Background information
- Born: Jaakko Sakari Salovaara 13 January 1975 (age 51)
- Origin: Finland
- Occupations: DJ; record producer;
- Years active: 1991–present
- Label: 16 Inch Records
- Website: js16.com

= JS16 =

Finnish musician, DJ and record producer (born 1975)

Jaakko Sakari Salovaara (born 13 January 1975), better known by his stage name JS16, is a Finnish musician, DJ and record producer. He is best known for his work with Finnish hip hop group Bomfunk MC's, producing their most successful song "Freestyler", and for his work with Finnish DJ and producer Darude, as well as other solo productions and remixes. He released his debut studio album, Stomping System in 1998. He is part of the DJ duo Dallas Superstars with Heikki L, and owns the dance music record label 16 Inch Records.

==Career==
His first release was the 1991 single "Hypnosynthesis", at the age of 16 (hence the number 16 in his artist name).
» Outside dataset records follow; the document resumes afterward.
PR #4417, opened 2015-11-10
Automatically create upload directories for contenttype fields - Fixes #4405

### LINKED ISSUE #4405: auto-creation of subfolders in /files/ for contenttype uploads
##### Feature suggestion
I suggest this feature: create directory, pointed in contenttype for upload fields.
So if i set
```yml
image:
    type: image
    upload: 'articles'
```
bolt should create that directory. At the moment it just shows `upload not allowed`.

It should be made via command in menu or everytime on backend login or elsewhere..

yamitenshi:
This should remove the need to manually create file upload directories. Before, if the directory did not already exist, the upload button would be disabled for the affected field, with the text "Upload is not allowed". This change will automatically create the needed directory, and only show the "Upload is not allowed" text if creation fails.

### DIFF
--- a/src/Storage/ContentRequest/Edit.php
+++ b/src/Storage/ContentRequest/Edit.php
@@ -176,6 +176,7 @@ class Edit
 
     /**
      * Test write access for uploadable fields.
+     * Autocreates the desired directory if it does not exist.
      *
      * @param array $fields
      *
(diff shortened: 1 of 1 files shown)


GawainLynch:
The problem with this approach is that if the web server doesn't have permission to create the directory, Bolt will :fire:

yamitenshi:
I've actually tried that, and didn't have any issues - just got a disabled button saying "Upload is not allowed". What do you mean by :fire: exactly?

GawainLynch:
> What do you mean by :fire: exactly?

Crash and burn.

> I've actually tried that, and didn't have any issues

Ah, yeah… @CarsonF when you FS stuff lands is that valid?

rarila:
I translate that to :bomb: :boom: :fire:

GawainLynch:
OK, talked this over with @CarsonF on IRC. We'll go with this for now, but the upcoming file system changes will impact here… So :shipit: :+1:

With the release of the club/dance music album Stomping System in 1998 and hits like "Stomp to My Beat" and "Love Supreme", he gained the Finnish audience's attention. Furthermore, the single "Stomping System" also reached #6 on the UK Club Chart.
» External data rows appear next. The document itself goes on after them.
PR #4418, opened 2015-11-10
Handle ordering / saving for taxonomies.

### LINKED ISSUE #4210: Taxonomy order not saved in record editor

rossriley:
Fixes #4210 

This introduces collections of entities as a way to reduce the handling code in the controller and shift it to a class that can normalize data from various sources.

The controller code should now be reduced to:

```
$taxonomies = $this->em->getCollectionManager()->create('Bolt\Storage\Entity\Taxonomy');
$taxonomies->setFromPost($formValues, $content);
```

The collection object is an instance of `Bolt\Storage\Collection\Taxonomy` and the form values can be passed straight from the post.

The goal is to discourage (and perhaps by typehinting make it impossible) to set anything other than a collection of taxonomies as a value, each taxonomy entity should be complete, if it has an id it is an existing taxonomy and if not, then we no to create it.

Note this doesn't do the actual saving yet, still WIP.


src/Storage/Field/Type/TaxonomyType.php
```diff
@@ -20,24 +20,6 @@ class TaxonomyType extends FieldTypeBase
...
-    {
-        $field = $this->mapping['fieldname'];
-
-        foreach ($query->getFilters() as $filter) {
-            if ($filter->getKey() == $field) {
-                // This gets the method name, one of andX() / orX() depending on type of expression
-                $method = strtolower($filter->getExpressionObject()->getType()) . 'X';
 
                 $newExpr = $query->getQueryBuilder()->expr()->$method();
                 foreach ($filter->getParameters() as $k => $v) {
```
GawainLynch: Not meant as code review, just flagging… But it looks like some :koala: copy/pasta

rossriley: eek, I don't think I meant to touch that file, must have rebased something wrong etc.

GawainLynch:
> This introduces collections of entities as a way to reduce the handling code in the controller and shift it to a class that can normalize data from various sources.

:+1: 

> and perhaps by typehinting make it impossible

My vote is type hinting :+1:

GawainLynch:
:tada:

PR #4425, opened 2015-11-10
Don't get latestactivity when there's no target

rarila:
:bug:


GawainLynch:
Someone found the command prompt :grin:

rarila:
hehe, no, gone the clicki-way … use the GUI and :shipit: please :-)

JS16 has also gained fame by being the producer of Finnish electro-hop group Bomfunk MC's, with three albums and the European hit "Freestyler" (2000). He has also produced international club anthems like "Sandstorm" and "Feel the Beat" with Finnish DJ Darude.
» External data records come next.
PR #4432, opened 2015-11-13
Fixes problem of web profiler bundle template location by using reflection. Fixes #4431

### LINKED ISSUE #4431: Web Profiler Bundle template location
When Symfony is installed along side Bolt, the location of the web profiler bundle changes. [Symfony uses Composer's `replace` functionality](https://github.com/symfony/symfony/blob/2.8/composer.json#L77), which moves the web profiler bundle to `vendor/symfony/symfony/src/Symfony/Bundle/WebProfilerBundle`.

During the Bolt application's initialisation phase, Bolt attempts to load the web profiler bundle's templates into the twig engine, but in doing so, assumes they are always in the same place; `vendor/symfony/web-profiler-bundle/Symfony/Bundle/WebProfilerBundle/Resources/views`.

This causes Bolt to crash with a `Twig_Error_Loader` exception and the message:

> The "/var/www//vendor/symfony/web-profiler-bundle/Symfony/Bundle/WebProfilerBundle/Resources/views" directory does not exist.

emarref:
Use reflection to determine the location of the web profiler bundle, thereby removing the guesswork of configuring twig with the location of the web profiler bundle's templates.

I also don't like brown M&Ms.

### DIFF
--- a/src/Application.php
+++ b/src/Application.php
@@ -292,8 +292,10 @@ class Application extends Silex\Application
             $this->extend(
                 'twig.loader.filesystem',
                 function (\Twig_Loader_Filesystem $filesystem, Application $app) {
+                    $refProfilerClass = new \ReflectionClass('Symfony\Bundle\WebProfilerBundle\WebProfilerBundle');
+                    $webProfilerPath = dirname($refProfilerClass->getFileName());
                     $filesystem->addPath(
-                        $app['resources']->getPath('root') . '/vendor/symfony/web-profiler-bundle/Symfony/Bundle/WebProfilerBundle/Resources/views',
+                        $webProfilerPath . '/Resources/views',
                         'WebProfiler'
                     );
                     $filesystem->addPath($app['resources']->getPath('app') . '/view', 'BoltProfiler');
--- a/src/Application.php
+++ b/src/Application.php
@@ -292,8 +292,8 @@ class Application extends Silex\Application
             $this->extend(
                 'twig.loader.filesystem',
                 function (\Twig_Loader_Filesystem $filesystem, Application $app) {
-                    $refProfilerClass = new \ReflectionClass('Symfony\Bundle\WebProfilerBundle\WebProfilerBundle');
-                    $webProfilerPath = dirname($refProfilerClass->getFileName());
+                    $refProfilerClass = new \ReflectionClass('Symfony\Bundle\WebProfilerBundle\DependencyInjection\WebProfilerExtension');
+                    $webProfilerPath = dirname(dirname($refProfilerClass->getFileName()));
                     $filesystem->addPath(
                         $webProfilerPath . '/Resources/views',
                         'WebProfiler'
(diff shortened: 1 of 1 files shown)


GawainLynch:
For a reason I haven't had the time to look into yet, this change breaks Composer installs:

```
Class 'Symfony\Component\DependencyInjection\ContainerAware' not found
```
```
…/­vendor/­symfony/­http-kernel/­Symfony/­Component/­HttpKernel/­Bundle/­Bundle.php:29
```

GawainLynch:
OK, sorry about the delay.

What's going on here is that creating the ReflectionClass from `Symfony\Bundle\WebProfilerBundle\WebProfilerBundle` tried to invoke the whole `Bundle` chain which ultimately requires `ContainerAware` which we don't include.

Easiest fix would probably be if you changed to use the profiler Twig extension class to reflect and just use a double `dirname()` like:
```php
$refProfilerClass = new \ReflectionClass('Symfony\Bundle\WebProfilerBundle\Twig\WebProfilerExtension');
$webProfilerPath = dirname(dirname($refProfilerClass->getFileName()));
```

If you want to update that, tests should pass and we're good to go.

emarref:
The last build failed due to composer failing to download some dependencies. I'm closing to re-open which will trigger another build.

emarref:
I tried using composer directly to find the location of the bundle class, but the tests kept failing. I've reverted to your suggested solution of testing the extension class now.

bobdenotter:
I'm not at the computer right nor so i can't take a better look, but I do know that Travis has been grumpy today. The failure might not be with your code necessarily. I'll take a look tomorrow, unless somebody beats me to it. :-)

emarref:
Looks like composer is failing to download some dependencies. I'll postpone this fix 24hrs. I think using composer's `findFile()` method would be the tidiest solution. Better than a reflection call on every request anyway.

GawainLynch:
> The last build failed due to composer failing to download some dependencies.

Nope, it is just the GitHub limit being hit, so it pulls in source rather than dist.

The error is easy to reproduce on a Composer install, and this fixes it:
```php
$refProfilerClass = new \ReflectionClass('Symfony\Bundle\WebProfilerBundle\Twig\WebProfilerExtension');
$webProfilerPath = dirname(dirname($refProfilerClass->getFileName()));
```

CarsonF:
@emarref `Symfony\Bundle\WebProfilerBundle\DependencyInjection\WebProfilerExtension` has the same problem as the `Bundle` class. We don't have Symfony's DependencyInjection component, so using that for reflection won't work.

As far as composer, we don't really have composers class loader available. I know there's mention of it in `ResourceManager` but I think that case is rarely used.

and @GawainLynch beat me to the rest of it :)

emarref:
Thanks @CarsonF, are you able to confirm the approach reflecting the extension class fails for you? @GawainLynch confirms it is working for him.

CarsonF:
@emarref Yeah reflecting the `Twig\WebProfilerExtension` class works for me too

emarref:
Ah sorry, just noticed the `Twig` part. I'll update. Thanks.

GawainLynch:
:+1:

In 2002, he produced the JS16 Remix and the JS16 Dub of Britney Spears' hit single "Overprotected". His remix was also included on the soundtrack of Spears' 2002 film Crossroads.

Currently, JS16 is producing for the Finnish group Mighty 44. Additionally, he is a member of the group Dallas Superstars, alongside his countryman Bostik (aka Heikki Liimatainen). Their debut album was 2003's Flash, with hits like "I Feel Love" (reached #1 on Finnish and Swedish dance charts) and "Fast Driving", #4 on the UK Club Chart in the summer of 2004.

==Discography==
===Albums===
- Studio albums
- Stomping System (1998)

- Mix albums
- InTheMix (2000)
- Trancemania (2001)

===Singles===
- As lead artist
- 1991: "Hypnosynthesis"
- 1992: "Untitled" (featuring Markku Lintula)
- 1997: "Stomping System" (UK #76, Aug 1998)
- 1997: "Stomp to My Beat"
- 1999: "Love Supreme" (UK #77, Apr 1999)
- 2007: "Rosegarden"
- 2008: "Lights Go Wild"
- 2012: "Hale Bopp" (with Orkidea)
- 2014: "Girls on Film" (with Erkka)
- 2019: "Don't Stop" (with Dex featuring Fiia)
- 2020: "In the Spot" (with Stella Mwangi featuring B.O.W.)

- As featured artist
- 2009: Ola featuring JS16 - "PlayMe"
- 2011: Pandora featuring JS16 - "You Woke My Heart"
- 2016: Tom & Hills featuring JS16 - "Another Chance"
- 2018: JES featuring Joonas Hahmo and JS16 - "The One"

===Remixes===
- 2001: A-Teens - "Bouncing Off the Ceiling (Upside Down)" (JS16 Remix)
- 2019: Camille Jones — "The Creeps" (JS16 Remix)

===Video games===
"Stomp to My Beat" by JS16 was featured in 9 releases of the Dance Dance Revolution arcade series, plus Dancing Stage EuroMix. The song is also available in Dance Dance Revolution 2ndReMix and Dance Dance Revolution Best Hits for the Japanese PlayStation, and in DDRMAX for the North American PlayStation 2.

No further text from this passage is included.